The effects of exogenous NO on GTP cyclohydrolase I are recapitulated in pulmonary arterial endothelial cells. A: PAECs were treated with SPNONO (0–50 μM, 4h) and cAMP levels determined by EIA. Exogenous NO increases cellular levels of cAMP in PAECs. The values expressed are means ± SEM, n = 4, *P < 0.05 vs. untreated cells. B: PAECs were transfected with the 313 GTPCH promoter construct then treated with SPNONO (0–50 μM, 16h) and the luciferase activities determined.

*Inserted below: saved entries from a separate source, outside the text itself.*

PR #3313, opened 2019-10-09
Update BaseType (line 30)

billchungiii:
According to IL code, EventHandler's base type should be System.MulticastDelegate

IL Code as below:
.class public auto ansi sealed System.EventHandler

### DIFF
--- a/xml/System/EventHandler.xml
+++ b/xml/System/EventHandler.xml
@@ -27,7 +27,7 @@
     <AssemblyVersion>2.1.0.0</AssemblyVersion>
   </AssemblyInfo>
   <Base>
-    <BaseTypeName>System.Delegate</BaseTypeName>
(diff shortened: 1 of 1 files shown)


rpetrusha:
Thank you, @billchungiii, for pointing this out and opening this PR. 

This is an issue that applies not only to the Predicate\<T> type and the two other delegates for which you've opened PRs, but to all delegates in the .NET API reference as a whole. Information on inheritance is also not authored content, but is gathered using reflection. That means that any changes made to inheritance information will be overwritten when the API reference is next updated using reflection. 

@mimisasouvanh @dend and @joelmartinez, could you take a look at this issue, please?

We'll investigate why MulticastDelegate is skiipped in the inheritance hierarchy, @billchungiii. But given that a manual modification of a delegate's base type does not offer a long-term solution, I'm going to close this and your two other PRs.

PR #7384, opened 2021-11-12
Refresh APIs for .NET 6 GA

gewarren:
This refresh includes the following key changes:

- Exclude source generator APIs
- Add 3 assemblies that were previously omitted (System.Numerics.Vectors.dll, System.IO.Compression.Brotli.dll, System.Formats.Cbor.dll)
- Add System.Runtime.dll assembly from the System.Runtime.Experimental package to the extensions moniker

***

 Build.Reason:Manual by Genevieve Warren
 Build.Url:https://apidrop.visualstudio.com/Content%20CI/_build/results?buildId=264012&view=results
 source_repo.branch:net6-ga


xml/System/Int32.xml
```diff
@@ -54,27 +59,165 @@
     <BaseTypeName>System.ValueType</BaseTypeName>
   </Base>
   <Interfaces>
+    <Interface FrameworkAlternate="dotnet-plat-ext-6.0">
```
tannergooding, line 62: These interfaces and the new members that come from them are all `RequiresPreviewFeatures`. Do we have something (even just displaying the attribute) to help display to users the APIs are "preview only" and not available for use in production?

AraHaan:
> This refresh includes the following key changes:
> 
>     * Exclude source generator APIs
Why? People use these apis, why not document them here.

>     * Add assemblies for 3 assemblies where previously they were omitted (System.Numerics.Vectors.dll, System.IO.Compression.Brotli.dll, System.Formats.Cbor.dll)
Did you mean to word this as ``Add 3 assemblies that where previously they were omitted``?

>     * Add System.Runtime.dll assembly from the System.Runtime.Experimental package to the extensions moniker
I wonder why there is no ``net-experimental`` tfm instead of needing to reference them by packages.

eerhardt:
>> This refresh includes the following key changes:
>> 
>>     * Exclude source generator APIs
> Why? People use these apis, why not keem them documented here.

This means to exclude the public APIs in the library that implements the source generator itself. No one calls into the source generator library - just the compiler. External developers don't call methods on the `JsonSourceGenerator` class.

gewarren:
> Did you mean to word this as `Add 3 assemblies that where previously omitted`?

Yes, I did. I've updated it, thanks.

xml/System/Int32.xml
gewarren: Yes, we display the attribute in the syntax box at least:

image

[Preview](https://review.docs.microsoft.com/en-us/dotnet/api/system.iadditionoperators-3?view=dotnet-plat-ext-6.0&branch=pr-en-us-7384)

tannergooding: Does it also display for the methods? Like `struct Int32 { int IAdditionOperators<int, int, int>.operator +(int left, int right); }` ?

tannergooding: Hmmm, it actually looks like those methods aren't visible at all: <https://review.docs.microsoft.com/en-us/dotnet/api/system.int32?view=dotnet-plat-ext-6.0&branch=pr-en-us-7384>

I'd expect them to be under `Explicit Interface Implementations` and have the `RequiresPreviewFeatures` attribute

gewarren:
Two interesting things to note for types like Char:

- Syntax block is crowded now:

  image

- It shows as being applicable to the .NET platform extensions moniker (this is due to the version of System.Runtime.dll that's in the System.Runtime.Experimental package).

  image

Are we okay with this? Or should I try to fix it somehow?

tannergooding:
> Syntax block is crowded now:

Notably, the type only directly implements:
```
public readonly struct Char : IComparable, IComparable<char>, IEquatable<char>, IConvertible, ISpanFormattable
#if FEATURE_GENERIC_MATH
        , IBinaryInteger<char>,
          IMinMaxValue<char>,
          IUnsignedNumber<char>
#endif // FEATURE_GENERIC_MATH
```

I wonder if there would be some benefit to not displaying the transitive closure in the block here and instead only showing the "top level" set of interfaces. The transitive closure could then be displayed elsewhere...

Notably, we also get:
image

Where those `TSelf` and `TOther` are actually `Char`. Likewise, this list is much bigger than strictly necessary. Most of the interfaces listed are "indirectly" implemented and perhaps we could have `Implements` and `Indirectly Implements` or something?

xml/System/Int32.xml
gewarren: It looks like there is some work to do here then. I wonder if we shouldn't published the APIs from that package just yet? cc @huangmin-ms @mimisasouvanh.

I do see that for existing operators and methods that newly implement an interface method in the experimental package, at least that "Implements" information shows up, e.g.: https://review.docs.microsoft.com/en-us/dotnet/api/system.double.op_lessthan?view=dotnet-plat-ext-6.0&branch=pr-en-us-7384

gewarren:
Closing in favor of #7387

xml/System/Int32.xml
gewarren: Logged https://dev.azure.com/ceapex/Engineering/_queries/edit/518460/?triage=true.

huangmin-ms: @gewarren @tannergooding @mimisasouvanh the preview feature - static abstract members in interfaces is not yet supported in mdoc.

PR #7393, opened 2021-11-16
Converted the markdown alert block

JeffInChrist:
To render an alert (Caution, Important, Note, Tip or Warning) on Docs for dotnet contents, we can make it in a tricky way. Just put an alert statement in the following format:
image
Please note that the class value is in upper case.

Related Work Item:
https://dev.azure.com/ceapex/Engineering/_workitems/edit/413290

### DIFF
--- a/xml/System/UriBuilder.xml
+++ b/xml/System/UriBuilder.xml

SPNONO significantly increased 313 GTPCH promoter activity. The values expressed are means ± SEM, n = 6; *P < 0.05 vs. untreated. C: PAECs were transfected with the 313mut GTPCH promoter construct then treated with SPNONO (0–50 μM, 16h) and the luciferase activities determined. Mutation of the CRE attenuated the NO-mediated increase in GCH1 promoter activity. The values expressed are means ± SEM, n = 6. D: PAECs cells were treated with increasing concentration of SPNONO (0–50 μM, 4h) then whole cell extracts (10μg) were subjected to Western blot analysis using an antibody raised against GCH1. GCH1 expression was also normalized for loading using β-actin. Figure is a representative blot. E: The bar graph shows the relative change in GCH1 expression with SPNONO treatment. Exogenous NO induces a dose-dependent increase in GCH1 protein levels. Values expressed are means ± SEM, n = 3, *P < 0.05 vs. untreated. F: PAEC were treated with SPNONO (50 μM, 24h) and BH4 levels were then measured using high-performance liquid chromatography. There is a significant increase in BH4 levels with exogenous NO treatment. Values expressed are means ± SEM, n = 6, *P < 0.05 vs. untreated cells.